Complete step by step answer:
The question ask us to find the value of “m” if one of the relation giver is $3\left| \overrightarrow{V} \right|=\sqrt{m}$ while the other expression is $2\overrightarrow{V}+\overrightarrow{V}\times (i+2j)=2i+k$. In the first step to solve the expression we will choose for the process in which will give the least possible calculation required. The expression give to us is:
$\Rightarrow 2\overrightarrow{V}+\overrightarrow{V}\times (i+2j)=2i+k$…….(i)
Since, we do not know about the vector $\overrightarrow{V}$, so solving for cross product becomes difficult. This is the reason we will take the help of Scalar Triple Product which states that when a same vector is cross multiplied to another vector and then dot product is found with the vector itself then the expression results to zero. Mathematically written as $\left( a\times b \right)\bullet a=0$. In a similar manner we will multiply each term in the above given expression with $(i+2j)$and find the dot product. On doing this we get:
\[\Rightarrow 2\overrightarrow{V}\bullet (i+2j)+\left( \overrightarrow{V}\times (i+2j) \right)\bullet (i+2j)=\left( 2i+k \right)\bullet (i+2j)\]
\[\Rightarrow 2\overrightarrow{V}\bullet (i+2j)+0=2+0+0\]
To the term in Left Hand Side we will apply $\overrightarrow{a}\bullet \overrightarrow{b}=\left| a \right|\left| b \right|\cos \theta $. On using formula we get:
\[\Rightarrow \left| \overrightarrow{V} \right|\left| i+2j \right|\cos \theta =1\]
We will square the whole expression so that the value is not in root. On doing this we get:
\[\Rightarrow {{\left| \overrightarrow{V} \right|}^{2}}{{\left| i+2j \right|}^{2}}{{\cos }^{2}}\theta ={{1}^{2}}\]

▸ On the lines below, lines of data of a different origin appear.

PR #11909, opened 2026-02-25
core/git: default remote fetches to `--no-tags` (~80% faster fetches)

grouville:
### Problem
The remote fetch hot path currently uses `git fetch --tags` unconditionally. That is expensive on tag-heavy repos and makes branch/commit/tree flows pay global tag transfer cost even though tag APIs and ref resolution already come from `ls-remote`.

There is a real drawback to removing `--tags`: some Git servers/proxies reject direct SHA fetches (`not our ref`, `unadvertised object`, `couldn't find remote ref`). BuildKit historically handled this with conditional behavior (`--no-tags` for normal ref fetches, `--tags` for commit-oriented fetches as a compatibility hedge). After Git handling moved into dagop operations, that compatibility path was effectively lost while global `--tags` remained in the hot path.

### Solution
This change keeps SHA-first pinning and switches the default transport to `--no-tags`, then restores compatibility with a bounded retry: when SHA fetch is classified as unsupported, retry once with named refspecs into deterministic scratch refs. In other words, we do not keep conditional `--tags` as part of normal API behavior; we honor the same compatibility requirement only for remotes that actually need fallback.

### Benchmark
Local benchmarks using the git CLI show why it's worth implementing: cold fetches on tag-heavy repos improve materially (`git/git` 54.64s -> 7.00s, `dagger/dagger` 73.79s -> 20.51s). In engine-like fetch shape (`<sha>:refs/dagger.fetch/...`), warm runs are also fast once the scratch ref exists (0.44s, 0.40s, 0.41s).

\[\Rightarrow {{\left| \overrightarrow{V} \right|}^{2}}{{\left( \sqrt{{{1}^{2}}+{{2}^{2}}} \right)}^{2}}{{\cos }^{2}}\theta =1\]
\[\Rightarrow {{\left| \overrightarrow{V} \right|}^{2}}5{{\cos }^{2}}\theta ={{1}^{2}}\]
Now, to solve this question we will apply the trigonometric identity which states ${{\sin }^{2}}\theta +{{\cos }^{2}}\theta =1$. On applying we get:
\[\Rightarrow {{\left| \overrightarrow{V} \right|}^{2}}5\left( 1-{{\sin }^{2}}\theta \right)=1\]
\[\Rightarrow 5{{\left| \overrightarrow{V} \right|}^{2}}-5{{\left| \overrightarrow{V} \right|}^{2}}{{\sin }^{2}}\theta =1\]
\[\Rightarrow 5{{\left| \overrightarrow{V} \right|}^{2}}{{\sin }^{2}}\theta =1-5{{\left| \overrightarrow{V} \right|}^{2}}\]…….. (ii)
The above equation is not sufficient for us to find the value of “m”. So we will square the equation (i), to get another relation. On squaring we get:
 $\Rightarrow {{\left\{ 2\overrightarrow{V}+\overrightarrow{V}\times (i+2j) \right\}}^{2}}={{\left( 2i+k \right)}^{2}}$
\[\Rightarrow 4{{\left| \overrightarrow{V} \right|}^{2}}+{{\left| \overrightarrow{V} \right|}^{2}}{{(i+2j)}^{2}}{{\sin }^{2}}\theta +2\overrightarrow{V}\bullet \left( \overrightarrow{V}\times (i+2j) \right)=4+1\]
\[\Rightarrow 4{{\left| \overrightarrow{V} \right|}^{2}}+{{\left| \overrightarrow{V} \right|}^{2}}5{{\sin }^{2}}\theta +0=5\]
\[\Rightarrow 5{{\left| \overrightarrow{V} \right|}^{2}}{{\sin }^{2}}\theta =5-4{{\left| \overrightarrow{V} \right|}^{2}}\]
We will substitute \[5{{\left| \overrightarrow{V} \right|}^{2}}{{\sin }^{2}}\theta \] with the equation (ii). On doing this we get:
\[\Rightarrow 4{{\left| \overrightarrow{V} \right|}^{2}}+5{{\left| \overrightarrow{V} \right|}^{2}}-1=5\]
\[\Rightarrow 9{{\left| \overrightarrow{V} \right|}^{2}}=5+1=6\]
On finding the square root of the term we get:
\[\Rightarrow 3\left| \overrightarrow{V} \right|=\sqrt{6}\]
Comparing the expression $3\left| \overrightarrow{V} \right|=\sqrt{m}$ given in the question we see that $m=6$.
$\therefore $ The value of “m” in $3\left| \overrightarrow{V} \right|=\sqrt{m}$ is $6$.

Note: To solve the problem on vectors, we should keep in mind that the dot product of two similar vectors is zero, while the cross product of two perpendicular vectors is zero. Both the above conditions could be found with the help of the formula for dot and cross product respectively.